▶ **Task to carry out**
Locate each line in the records containing "getId". Copy it.

▶ **Provided material**
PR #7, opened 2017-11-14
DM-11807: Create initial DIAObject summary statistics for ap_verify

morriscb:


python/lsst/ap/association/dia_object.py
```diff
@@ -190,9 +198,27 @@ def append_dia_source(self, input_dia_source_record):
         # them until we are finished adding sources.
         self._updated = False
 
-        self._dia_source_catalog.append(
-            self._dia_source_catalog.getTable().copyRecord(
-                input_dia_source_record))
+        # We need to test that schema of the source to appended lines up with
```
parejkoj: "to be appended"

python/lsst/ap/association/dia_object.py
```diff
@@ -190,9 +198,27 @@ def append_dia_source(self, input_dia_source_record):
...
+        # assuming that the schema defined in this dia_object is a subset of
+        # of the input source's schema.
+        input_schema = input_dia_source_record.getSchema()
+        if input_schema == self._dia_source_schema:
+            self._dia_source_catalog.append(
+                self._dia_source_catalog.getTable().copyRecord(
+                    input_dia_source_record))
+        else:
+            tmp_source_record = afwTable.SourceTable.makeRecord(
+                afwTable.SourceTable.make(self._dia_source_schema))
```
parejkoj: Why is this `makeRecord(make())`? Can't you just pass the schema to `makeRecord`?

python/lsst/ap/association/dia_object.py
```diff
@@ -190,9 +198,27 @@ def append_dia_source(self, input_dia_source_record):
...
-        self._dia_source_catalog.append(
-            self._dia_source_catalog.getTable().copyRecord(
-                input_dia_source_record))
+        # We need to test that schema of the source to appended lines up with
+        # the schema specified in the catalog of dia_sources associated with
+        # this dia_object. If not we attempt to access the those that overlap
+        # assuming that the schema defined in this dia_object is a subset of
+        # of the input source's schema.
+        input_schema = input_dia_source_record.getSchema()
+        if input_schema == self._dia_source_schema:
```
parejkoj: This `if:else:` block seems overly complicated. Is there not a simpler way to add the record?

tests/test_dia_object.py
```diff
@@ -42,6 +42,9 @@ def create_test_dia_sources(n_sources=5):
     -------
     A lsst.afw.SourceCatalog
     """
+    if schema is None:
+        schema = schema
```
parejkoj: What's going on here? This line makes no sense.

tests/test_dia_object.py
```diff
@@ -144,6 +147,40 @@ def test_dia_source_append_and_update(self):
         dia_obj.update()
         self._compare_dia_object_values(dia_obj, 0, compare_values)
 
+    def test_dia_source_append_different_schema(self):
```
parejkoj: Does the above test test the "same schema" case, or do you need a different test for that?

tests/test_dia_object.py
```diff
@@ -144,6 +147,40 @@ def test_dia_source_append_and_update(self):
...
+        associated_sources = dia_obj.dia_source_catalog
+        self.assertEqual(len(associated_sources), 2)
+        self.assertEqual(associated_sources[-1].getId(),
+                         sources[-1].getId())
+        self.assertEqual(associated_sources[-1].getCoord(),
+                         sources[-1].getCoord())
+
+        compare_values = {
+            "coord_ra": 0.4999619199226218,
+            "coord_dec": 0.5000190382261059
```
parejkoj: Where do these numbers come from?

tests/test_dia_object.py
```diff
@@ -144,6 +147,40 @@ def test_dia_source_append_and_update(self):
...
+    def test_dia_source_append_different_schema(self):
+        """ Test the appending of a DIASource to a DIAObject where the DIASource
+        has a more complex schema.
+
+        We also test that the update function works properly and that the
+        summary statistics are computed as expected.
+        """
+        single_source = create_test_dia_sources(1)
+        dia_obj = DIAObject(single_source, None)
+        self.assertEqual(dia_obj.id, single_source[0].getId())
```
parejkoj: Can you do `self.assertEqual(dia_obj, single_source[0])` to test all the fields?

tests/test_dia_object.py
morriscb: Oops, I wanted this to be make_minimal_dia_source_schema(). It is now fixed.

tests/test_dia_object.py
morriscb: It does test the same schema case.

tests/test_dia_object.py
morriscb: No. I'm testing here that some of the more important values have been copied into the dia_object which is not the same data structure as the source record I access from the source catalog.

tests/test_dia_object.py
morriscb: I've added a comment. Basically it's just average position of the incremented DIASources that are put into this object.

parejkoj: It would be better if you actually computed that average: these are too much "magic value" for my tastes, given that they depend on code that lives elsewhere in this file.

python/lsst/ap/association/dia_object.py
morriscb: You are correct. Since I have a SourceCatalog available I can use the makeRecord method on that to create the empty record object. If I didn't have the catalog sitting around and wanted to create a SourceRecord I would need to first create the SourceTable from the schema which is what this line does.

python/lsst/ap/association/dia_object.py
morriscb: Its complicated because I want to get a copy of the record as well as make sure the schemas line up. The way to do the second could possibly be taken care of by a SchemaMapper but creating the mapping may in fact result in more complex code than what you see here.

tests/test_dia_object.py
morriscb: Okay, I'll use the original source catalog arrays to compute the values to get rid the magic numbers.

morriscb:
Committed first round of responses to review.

▶ **Task answer**
+        self.assertEqual(associated_sources[-1].getId(),
+                         sources[-1].getId())
+        self.assertEqual(dia_obj.id, single_source[0].getId())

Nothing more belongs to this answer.